Unfortunately, the OP never asked about how a number of trad archers do things. He asked about instinctive shooting instructional videos. 
Unfortunately, when that question is asked, or anything similar including the word 'instinctive', it always draws a crowd of people commenting on something they obviously know nothing about. Instinctive shooting is a method that most shooters fail to comprehend and feel an overwhelming urge to contest the validity of something they don't understand. That urge tends to lead to lots of misinformation.


----------



## grantmac (May 31, 2007)

FORESTGUMP said:


> Unfortunately, the OP never asked about how a number of trad archers do things. He asked about instinctive shooting instructional videos.
> Unfortunately, when that question is asked, or anything similar including the word 'instinctive', it always draws a crowd of people commenting on something they obviously know nothing about. Instinctive shooting is a method that most shooters fail to comprehend and feel an overwhelming urge to contest the validity of something they don't understand. That urge tends to lead to lots of misinformation.


The number of people who claim to use it, but don't understand WHY it works is far higher.

I know how it works, I use it regularly.

-Grant


----------



## FORESTGUMP (May 14, 2008)

Tracker12 said:


> Because no matter what sighting method you use you still need good form and shooting technique. Jimmy and Arne will help out in that area.
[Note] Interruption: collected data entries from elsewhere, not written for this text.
PR #2, opened 2021-04-28
Create rust.yml

michaeldboyd:


tmarkovski:
Looks like you can pass `ssh-key` to the agent, and it'll work with private repos
https://github.com/actions/checkout/issues/287

PR #22, opened 2021-05-24
Black/2021 05 18/node tests

MichaelEdwardBlack:
Passing integration tests for the wallet and provider services
image

The provider service InvitationStatus test does not actually run because it is not implemented on the backend yet


.github/workflows/node.yml
```diff
@@ -0,0 +1,33 @@
...
+      run: 
+        working-directory: ./node
+    steps:
+      - uses: actions/checkout@v1
+      - name: Use Node.js ${{ matrix.node-version }}
+        uses: actions/setup-node@v1
+        with: 
+          token: ${{ secrets.ACCESS_TOKEN }}
+          node-version: ${{ matrix.node-version }}
+        uses: actions/checkout@v1
```
tmarkovski: May be missing a `-` here as in `- uses: actions/checkout@v1`

node/package.json
```diff
@@ -3,22 +3,27 @@
...
   },
   "author": "",
   "license": "ISC",
   "dependencies": {
-    "@grpc/grpc-js": "^1.2.8",
-    "google-protobuf": "^3.15.1"
+    "@trinsic/okapi": "^1.0.0-preview.10",
+    "google-protobuf": "^3.17.0",
+    "grpc": "^1.24.4",
+    "pb-util": "^0.1.3"
```
tmarkovski: Is this package used?

tmarkovski (approved):

node/package.json
MichaelEdwardBlack: nope, it's not. I'm removing it now

tmarkovski:
Fixes https://github.com/trinsic-id/server/issues/38

PR #30, opened 2021-06-02
Simple C# Added to Walkthrough

michaeldboyd:
- clarify index
- added csharp and annotations
- added c# script

TODOs
- Make c# scripts use vaccination files
- make a runnable c# script


cli/src/proto/trinsic_services.rs
```diff
@@ -181,6 +181,30 @@ pub struct VerifyProofResponse {
     #[prost(bool, tag = "1")]
     pub valid: bool,
 }
+#[derive(Clone, PartialEq, ::prost::Message)]
```
michaeldboyd, line 184: IDK how this got included. LMK if it needs to be removed

docs/walkthrough.md
```diff
@@ -1,23 +1,28 @@
...
+Let's walk through
+a scenario where we create a wallet and use it to issue, present, and verify a credential. 
 
-## Install the SDK
-If you're using our Gitpod Environment, the CLI and all the language specific SDKs have already been installed in your environment.
 
-If you're running this locally, you'll need to first install [rust](https://www.rust-lang.org/tools/install). Once installed run `cargo install --path .` in the `cli` directory.
+## 0. Install Trinsic
+Before we start, make sure you have an SDK installed.
+=== "CLI"
```
michaeldboyd: I like not having to make the user open a new tab for the install instructions, so I made each of these snippets. As we write how-to guides for different languages, I think these will come in handy. We could still just link to the install page in the future, but it was trivial to import the snippets

.gitignore
```diff
@@ -343,4 +343,6 @@ Cargo.lock
 .DS_Store
 
 .ionide
+
+Trinsic.IntegrationTests
```
tmarkovski: What is this ignoring?

docs/walkthrough.md
tmarkovski: Can we use "Trinsic CLI" universally as the tab name? That way, it get's persisted and applied everywhere.

mkdocs.yml
```diff
@@ -42,14 +44,16 @@ theme:
           icon: fontawesome/solid/sun
           name: Switch to light mode
 markdown_extensions:
-  - pymdownx.highlight
+  - pymdownx.highlight:
+      linenums: true
```
tmarkovski: If this can be enabled on per code block bases, that's be better. A lot of our snippets are one liners, and the "1" everywhere looked unnecessary, especially in script blocks, where it makes less sense.

tmarkovski (approved):

docs/walkthrough.md
michaeldboyd: Isn't "Trinsic CLI" kind of redundant? Because it's implied they're on Trinsic's docs site, I felt CLI was better. Thoughts?

PR #47, opened 2021-06-15
SDK for Browser

tmarkovski:
Making PR on behalf of @MichaelEdwardBlack


node/test/ProviderService.test.js
```diff
@@ -28,7 +28,7 @@ const createProfile = async () => {
 }
 
 test("make an invitation", async t => {
-  let providerService = new TrinsicProviderService();
+  let providerService = new TrinsicProviderService("20.84.208.207:5000");
```
michaeldboyd: Can we remove hardcoded default IP from source and use an env var instead?

node/test/WalletService.test.js
```diff
@@ -8,7 +8,7 @@ const { GenerateKeyRequest } = require('@trinsic/okapi');
 const { Struct } = require('google-protobuf/google/protobuf/struct_pb');
 
 test("get provider configuration", async t => {
-    let service = new TrinsicWalletService();
+    let service = new TrinsicWalletService("20.84.208.207:5000");
```
michaeldboyd: use env var

node/test/WalletService.test.js
```diff
@@ -18,7 +18,7 @@ test("get provider configuration", async t => {
 });
 
 test("create wallet profile", async t => {
-    let service = new TrinsicWalletService();
+    let service = new TrinsicWalletService("20.84.208.207:5000");
```
michaeldboyd: use env var

node/test/WalletService.test.js
```diff
@@ -61,7 +61,7 @@ test("generate proof with Jcs", async t => {
 })
 
 test("Demo: create wallet, set profile, search records, issue credential", async t => {
-    let walletService = new TrinsicWalletService();
+    let walletService = new TrinsicWalletService("20.84.208.207:5000");
```
michaeldboyd: use env var

web/src/proto/AuthService_grpc_web_pb.js
```diff
@@ -0,0 +1,159 @@
+/**
```
michaeldboyd: Is it standard practice to include the autogenerated proto code and the compiled typescript js files within the sdk source code? Seems these might be better accessed as a build command in the README. Lot's of autogenerated files in our version control now.

michaeldboyd (changes requested):

node/test/ProviderService.test.js
michaeldboyd: ideally with a force commit to overwrite it from version history

fundthmcalculus:
I can fix that when I get home. You shouldn't commit auto generated files,
that clutters the history and creates confusion.

node/test/WalletService.test.js
fundthmcalculus: Can we use a configuration in lieu of an env var?

web/src/proto/AuthService_grpc_web_pb.js
fundthmcalculus: No we shouldn't. Let me remove that, but add a build step to generate them.

tmarkovski: Ideally we shouldn't, but it's not too terrible that we do. Generating them is easy using the `Generate-Proto.ps1` script, so that can just be added as npm script pre-build.
Generated proto files should also be ignored in .gitignore and generation script which will use `protoc` with a plugin, should run consistently on all platforms, not just CI. Otherwise, it's best to keep the generated files in for now.

michaeldboyd (approved):

PR #53, opened 2021-06-26
SDK-44: Initial setup

fundthmcalculus:


tmarkovski (approved):
@fundthmcalculus This is not a request for change, just a note. We started generating the proto files during the build process, so that they're not included in source control. For .NET this is done automatically by the msbuild tasks, for Node and Browser, we just have a script step that does this.

Approving this PR anyway.

fundthmcalculus:
> @fundthmcalculus This is not a request for change, just a note. We started generating the proto files during the build process, so that they're not included in source control. For .NET this is done automatically by the msbuild tasks, for Node and Browser, we just have a script step that does this.
> 
> Approving this PR anyway.

For .NET, that makes sense. For Python, due to the complexity of getting `protoc` onto the CI/CD container and some post-build tweaks, it isn't worth it right now. Long-term, I do plan to do that. But that is predicated on the Python protobuf generation becoming more stable...

PR #58, opened 2021-06-28
Support different JSON formats in the PB messages

tmarkovski:
Proposed approach to use different formats for JSON other than Struct.
A number of languages don't have good support for Struct and we should support different formats anyway


fundthmcalculus:
TL-DR: I approve.
I fixed the `Struct()` issue in Python, but I agree with KISS principle. JSON also makes the process of consumption much easier for other languages we don't support, should somebody decide to write a wrapper library in another language. Now you're using simple FFI with primitive types. The complex types are serialized using the best method in each language.

tmarkovski:
I think the first time we'll encounter this again will be with ObjectiveC and potentially Java. ObjC needs a byte array to work with, so better to get this out the door now.
Our API on the SDK side already uses language native format (`JObject` in .NET, JS objects in JS, etc), so this change only adds cleanliness to our API

MichaelEdwardBlack (approved):

PR #69, opened 2021-07-02
Build script support

fundthmcalculus:


michaeldboyd (approved):

devops/BuildPython.ps1
```diff
@@ -1,7 +1,7 @@
 param
 (
     [string]$GitTag,
-	[switch]$UseDevelopOkapi = $false,
+	[switch]$UseDevelopOkapi = $false
```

LOL, of course, if only the first statement were true. I would love the opportunity to prove you wrong. Google Rufus Hussey and learn about instinctive shooting 'form'.


----------



## FORESTGUMP (May 14, 2008)

grantmac said:


> The number of people who claim to use it, but don't understand WHY it works is far higher.
> 
> I know how it works, I use it regularly.
> 
> -Grant



That statement is possibly true and I have no evidence to the contrary. If you mean that you do understand how instinctive shooting works and use it regularly then, you Sir, are in an elite group. :set1_applaud:


----------



## JParanee (Oct 13, 2009)

FORESTGUMP said:


> Unfortunately, the OP never asked about how a number of trad archers do things. He asked about instinctive shooting instructional videos.
> Unfortunately, when that question is asked, or anything similar including the word 'instinctive', it always draws a crowd of people commenting on something they obviously know nothing about. Instinctive shooting is a method that most shooters fail to comprehend and feel an overwhelming urge to contest the validity of something they don't understand. That urge tends to lead to lots of misinformation.


I agree Forest 

People are lost on it .........but one common theme that needs to be repeated is that greater success will be attained no matter what aiming style is utilized if proper form is first spoken about 

The shame is that most advocates of instinctive shooting display horrible form 

So when new archers search out instruction on such they get snap shooting videos etc many displaying less than ideal form 

Instinctive aiming has nothing to do with using proper form 

I still aim the same as I always did which many would call instinctive 

Masters of the Bare bow and going to shoots and seeing what really good shots shot like helped me realize what better form can do to help my consistence 

ill put it simply like this 

if I wanted to teach a child to shoot I would drop them off with the likes of Jenkins and or Blackmon to teach them 

I would not drop them off at one of the so called instinctive aiming guys on UTube 

I teach mY kids form and than tell them aim how ever you want 

One does not necessarily correlate to the other

But the form part will make them a much better shot no matter how they choose to aim


----------



## jakeemt (Oct 25, 2012)

FORESTGUMP said:


> LOL, of course, if only the first statement were true. I would love the opportunity to prove you wrong. Google Rufus Hussey and learn about instinctive shooting 'form'.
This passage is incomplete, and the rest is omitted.